Bumblebee as she appears in the Teen Titans animated series.

- A young Bumblebee appears in Teen Titans (2003), voiced by T'Keyah Crystal Keymáh. This version is an honorary member of the Teen Titans and a founding member of Titans East who later becomes their leader following Brother Blood's attempt to seek revenge on them and Cyborg.
- Bumblebee appears in Teen Titans Go! (2013), voiced by Ozioma Akagha. This version was formerly a member of the Teen Titans and Titans East before leaving them both to become a solo hero. The DC Super Hero Girls incarnation of the character also appears, voiced again by Kimberly Brooks.
- Karen Beecher appears in Young Justice, voiced by Masasa Moyo. Introduced in "Targets", she is initially a high school student and head of the "Bumblebees" cheerleading team at Happy Harbor High School. As of the second season, Young Justice: Invasion, Beecher has become Bumblebee, joined the Team, and became a protégé and lab assistant to Ray Palmer. As of the third season, Young Justice: Outsiders, Beecher retired to focus on her relationship with Mal Duncan, scientific studies, and pregnancy, eventually giving birth to a baby girl named Rhea. Due to Rhea being born with a congenital heart defect and no surgeon being available, Beecher uses her abilities to perform the surgery herself. In the process, she contemplates activating Rhea's metagene.
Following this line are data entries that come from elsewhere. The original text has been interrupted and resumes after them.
PR #136, opened 2020-01-29
feat: mock sentry in case it is disabled

simllll:
as discussed in #84 this would be a way to ensure $sentry is there all the time.

### DIFF
--- a/lib/module.js
+++ b/lib/module.js
@@ -81,17 +81,12 @@ module.exports = function sentry (moduleOptions) {
 
   const initializationRequired = options.initialize && options.dsn
 
-  if (options.disabled) {
-    logger.info('Errors will not be logged because the disable option has been set')
-    return
-  }
-
   if (!options.dsn) {
     logger.info('Errors will not be logged because no DSN has been provided')
   }
 
   // Register the client plugin
-  if (!options.disableClientSide) {
+  if (!options.disabled && !options.disableClientSide) {
     this.addPlugin({
       src: path.resolve(__dirname, 'sentry.client.js'),
       fileName: 'sentry.client.js',
@@ -109,10 +104,17 @@ module.exports = function sentry (moduleOptions) {
           }, {})
       }
     })
+  } else {
+    logger.info('Sentry client side errors will not be logged because the disable option has been set')
+    this.addPlugin({
+      src: path.resolve(__dirname, 'sentry.mocked.js'),
+      fileName: 'sentry.client.js',
+      mode: 'client'
+    })
   }
 
   // Register the server plugin
-  if (!options.disableServerSide) {
+  if (!options.disabled && !options.disableServerSide) {
     // Initialize Sentry
     if (initializationRequired) {
       Sentry.init({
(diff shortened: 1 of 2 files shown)


rchl:
```
/Users/../sentry-module/lib/module.js
  12:33  error  Missing space before function parentheses  space-before-function-paren

/Users/../sentry-module/lib/sentry.mocked.js
  3:5   error    Expected method shorthand                                                                                      object-shorthand
  5:9   warning  Unexpected console statement                                                                                   no-console
  5:95  error    Closing curly brace should be on the same line as opening curly brace or on the line after the previous block  brace-style
```

simllll:
> ```
> /Users/../sentry-module/lib/module.js
>   12:33  error  Missing space before function parentheses  space-before-function-paren
> 
> /Users/../sentry-module/lib/sentry.mocked.js
>   3:5   error    Expected method shorthand                                                                                      object-shorthand
>   5:9   warning  Unexpected console statement                                                                                   no-console
>   5:95  error    Closing curly brace should be on the same line as opening curly brace or on the line after the previous block  brace-style
> ```

Thanks, I get following eslint errors:
```
ESLint: 6.8.0.

ESLint couldn't find the plugin "eslint-plugin-vue".

```
after I add this package, I get other weird errors..e.g.
```
Error: .eslintrc » @nuxtjs/eslint-config:
        Environment key "jest/globals" is unknown

```

rchl:
The use of `Proxy` is neat but I believe it's not transpiled so such code will fail on IE11 (https://caniuse.com/#search=proxy).

Is it OK? Maybe it is because I imagine in production people would not have Sentry disabled. But who knowns.

simllll:
> The use of `Proxy` is neat but I believe it's not transpiled so such code will fail on IE11 (https://caniuse.com/#search=proxy).
> 
> Is it OK? Maybe it is because I imagine in production people would not have Sentry disabled. But who knowns.

Same thoughts, but adding sentry plugin and disabled it wouldn't make any sense to me at all. Therefore I would vote for ignoring this evil browser for this case ;). (Maybe add a hint in the docs though)

lib/module.js
```diff
@@ -81,17 +81,12 @@ module.exports = function sentry (moduleOptions) {
 
   const initializationRequired = options.initialize && options.dsn
 
-  if (options.disabled) {
-    logger.info('Errors will not be logged because the disable option has been set')
-    return
```
rchl: Maybe keep the log, just without return.

lib/module.js
```diff
@@ -139,26 +141,35 @@ module.exports = function sentry (moduleOptions) {
         Sentry.captureException(error)
       }))
     })
+  } else {
+    logger.info('Sentry server side errors will not be logged because the disable option has been set')
+    this.addPlugin({
+      src: path.resolve(__dirname, 'sentry.mocked.js'),
+      fileName: 'sentry.mocked.js',
```
rchl: I think you can skip filename to have it autogenerated.

This way you are also overriding the same file twice, if both server and client are disabled. That can be a problem since code can get transpiled differently for each.

rchl: Maybe the argument about overwriting the file is not true but anyways there is no need to specify file name.

simllll: Ah, thanks. I will set it to sentry.server.js and sentry.client.js?

lib/module.js
simllll: I added     logger.info('Sentry client side errors will not be logged because the disable option has been set')
and     logger.info('Sentry server side errors will not be logged because the disable option has been set')
instead further down the code :)

lib/module.js
simllll: > Maybe the argument about overwriting the file is not true but anyways there is no need to specify file name.

I changed it to server and client, as this was already the case for the regular if.

rchl:
This should have also updated types. I'll create new PR.

simllll:
> This should have also updated types. I'll create new PR.

Indeed, somehow this got lost.. I had the type change already in it ..

PR #138, opened 2020-01-30
Disable commit releasing by default since it's a breaking change

rchl:
That change shouldn't have been released in minor version as it
is likely to break workflows since releasing commit often needs extra
configuration/work on the repo and/or sentry side.

For example for me it caused:
[error] Command failed: /var/lib/jenkins/jobs/workspace/node_modules/@sentry/cli/sentry-cli releases set-commits 2.22.107 --auto
error: API request failed
  caused by: sentry reported an error: You do not have permission to perform this action. (http status: 403)

### DIFF
--- a/README.md
+++ b/README.md
@@ -114,7 +114,7 @@ Normally setting required DSN information would be enough.
 
 ### attachCommits
 - Type: `Boolean`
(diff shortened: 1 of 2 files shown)


Atinux:
Thank you @rchl, I let you keep the lead on this module 👍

- Bumblebee appears in DC Super Hero Girls (2019), voiced by Kimberly Brooks. This version is technologically minded yet shy and nervous.

===Film===
- An alternate universe incarnation of Karen Beecher makes a cameo appearance in Justice League: Gods and Monsters, voiced by Kari Wahlgren. This version is a scientist in Lex Luthor's "Project Fair Play", a weapons contingency program meant to counter their universe's Justice League if necessary, before being killed by the Metal Men.
- Bumblebee appears in the DC Animated Movie Universe (DCAMU) film Teen Titans: The Judas Contract, voiced again by Masasa Moyo. This version is a founding member of the Teen Titans.
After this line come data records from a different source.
PR #147, opened 2020-02-12
DX - Adjust log message

robsontenorio:
A hint where the log message comes from.

message


rchl:
I think the elephant in the room (as your screenshot illustrates) is that there are two messages, one saying that Sentry will not log errors due to DSN being missing and another one saying that Sentry started logging errors.

As for the prefix that you've added, it's easy to miss but there is already such "tag" shown on the far right of the line. So it's a bit redundant to add it at the beginning. And if we really want it, probably we should add it to all messages shown by this module.

PR #153, opened 2020-02-12
fix(types): add types for process.sentry

rchl:
Extending a namespace must be done in a definition file that has no
top-level imports so that the file is treated as ambient module
rather than a normal module. For that reason, I couldn't just put new
code in `index.d.ts` but had to create separate file. Stuff from
`index.d.ts` moved to `extend.d.ts` to have a cleaner structure.


rchl:
@simllll feel free to have a look/review

PR #157, opened 2020-02-24
Don't override an existing webpack config "devtool" setting

alexblunck:
This allows using a custom `devtool` setting, i.e. `hidden-source-map`.

### DIFF
--- a/lib/module.js
+++ b/lib/module.js
@@ -168,7 +168,7 @@ export default function SentryModule (moduleOptions) {
         return
       }
 
-      config.devtool = 'source-map'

- Bumblebee makes a cameo appearance in Teen Titans Go! To the Movies.
- Bumblebee makes a non-speaking appearance in a flashback in the DCAMU film Justice League Dark: Apokolips War. She rejoins the Titans to defend Earth from Darkseid, but is killed by Paradooms.
- Bumblebee appears in Teen Titans Go! & DC Super Hero Girls: Mayhem in the Multiverse, voiced again by Kimberly Brooks.

===Video games===
- Bumblebee appears as an unlockable character in Teen Titans (2006), voiced again by T'Keyah Crystal Keymáh.
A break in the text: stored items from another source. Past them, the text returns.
PR #2353, opened 2022-04-27
Fix audio win smoke test to use GPU hosts for CUDA builds

atalman:
Fix audio win smoke test to use GPU hosts for CUDA builds

### DIFF
--- a/.circleci/config.yml
+++ b/.circleci/config.yml
@@ -403,7 +403,7 @@ jobs:
   smoke_test_windows_conda:
     <<: *binary_common
     executor:
-      name: windows-cpu
+        name: windows-cpu
     steps:
       - attach_workspace:
           at: ~/workspace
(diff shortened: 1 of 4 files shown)


.circleci/config.yml
```diff
@@ -426,6 +426,32 @@ jobs:
             conda activate python${PYTHON_VERSION}
             python -c "import torchaudio"
 
+  smoke_test_windows_conda_gpu:
+    <<: *binary_common
+    executor:
+      name: windows-gpu
```
mthrok, line 432: nit: another way would be to parameterize the executor name, but I guess it's okay to duplicate the whole definition.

- Bumblebee appears as a boss in Superman Returns. This version is a supervillain who is accompanied by a "hive" of clones.
- The Young Justice incarnation of Bumblebee appears as a playable character in Young Justice: Legacy.
- Bumblebee appears as a character summon in Scribblenauts Unmasked: A DC Comics Adventure.
- Bumblebee appears in DC Super Hero Girls: Teen Power, voiced again by Kimberly Brooks.

===Miscellaneous===
- Bumblebee appears in Teen Titans Go! (2004).
- Bumblebee appears in DC Super Hero Girls (2015) and its tie-in films, voiced by Teala Dunn. This version is a student at Super Hero High.
- Bumblebee appears as part of Legos DC Super Heroes minifigure series.